<<<<

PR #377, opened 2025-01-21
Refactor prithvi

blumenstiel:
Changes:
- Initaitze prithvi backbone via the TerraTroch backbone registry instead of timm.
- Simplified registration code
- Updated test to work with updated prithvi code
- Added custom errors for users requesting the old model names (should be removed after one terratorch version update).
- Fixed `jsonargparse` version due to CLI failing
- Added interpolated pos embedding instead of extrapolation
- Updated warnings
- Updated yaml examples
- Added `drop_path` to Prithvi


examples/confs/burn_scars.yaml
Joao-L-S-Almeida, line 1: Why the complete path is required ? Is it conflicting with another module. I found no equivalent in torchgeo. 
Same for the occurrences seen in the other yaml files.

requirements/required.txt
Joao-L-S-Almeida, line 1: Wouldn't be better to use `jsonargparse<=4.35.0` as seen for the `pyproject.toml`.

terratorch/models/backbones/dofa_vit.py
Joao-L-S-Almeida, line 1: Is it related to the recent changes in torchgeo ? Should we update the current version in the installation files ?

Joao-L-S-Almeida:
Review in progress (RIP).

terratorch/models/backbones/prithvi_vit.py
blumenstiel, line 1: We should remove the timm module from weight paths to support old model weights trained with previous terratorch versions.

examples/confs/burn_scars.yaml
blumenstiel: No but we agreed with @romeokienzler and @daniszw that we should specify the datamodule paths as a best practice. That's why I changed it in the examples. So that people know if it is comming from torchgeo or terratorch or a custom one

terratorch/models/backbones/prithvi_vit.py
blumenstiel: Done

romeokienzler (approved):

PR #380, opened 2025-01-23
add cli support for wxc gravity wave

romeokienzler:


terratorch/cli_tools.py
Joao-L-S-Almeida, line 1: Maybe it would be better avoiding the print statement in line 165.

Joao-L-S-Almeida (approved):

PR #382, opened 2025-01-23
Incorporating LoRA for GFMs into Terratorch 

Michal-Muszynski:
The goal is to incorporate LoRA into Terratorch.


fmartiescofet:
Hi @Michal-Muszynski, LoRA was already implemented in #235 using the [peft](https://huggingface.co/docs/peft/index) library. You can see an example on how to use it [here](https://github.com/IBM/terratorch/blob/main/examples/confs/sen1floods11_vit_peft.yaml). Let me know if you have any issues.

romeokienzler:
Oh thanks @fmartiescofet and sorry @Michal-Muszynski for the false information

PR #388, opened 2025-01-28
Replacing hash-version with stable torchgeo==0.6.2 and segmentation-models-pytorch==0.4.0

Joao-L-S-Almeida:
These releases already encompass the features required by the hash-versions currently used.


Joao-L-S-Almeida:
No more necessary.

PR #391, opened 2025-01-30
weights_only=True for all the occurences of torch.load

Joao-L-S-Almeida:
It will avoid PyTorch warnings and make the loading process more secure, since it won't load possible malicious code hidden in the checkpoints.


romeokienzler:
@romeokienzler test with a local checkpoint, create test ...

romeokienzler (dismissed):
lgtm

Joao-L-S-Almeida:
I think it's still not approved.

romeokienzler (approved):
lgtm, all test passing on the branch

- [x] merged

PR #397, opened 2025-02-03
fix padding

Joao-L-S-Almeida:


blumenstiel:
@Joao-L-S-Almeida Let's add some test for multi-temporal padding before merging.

>>>>

§ ASSIGNMENT
Show all lines in the entries above where the string "more" appears.

§ TASK OUTPUT
No more necessary.
It will avoid PyTorch warnings and make the loading process more secure, since it won't load possible malicious code hidden in the checkpoints.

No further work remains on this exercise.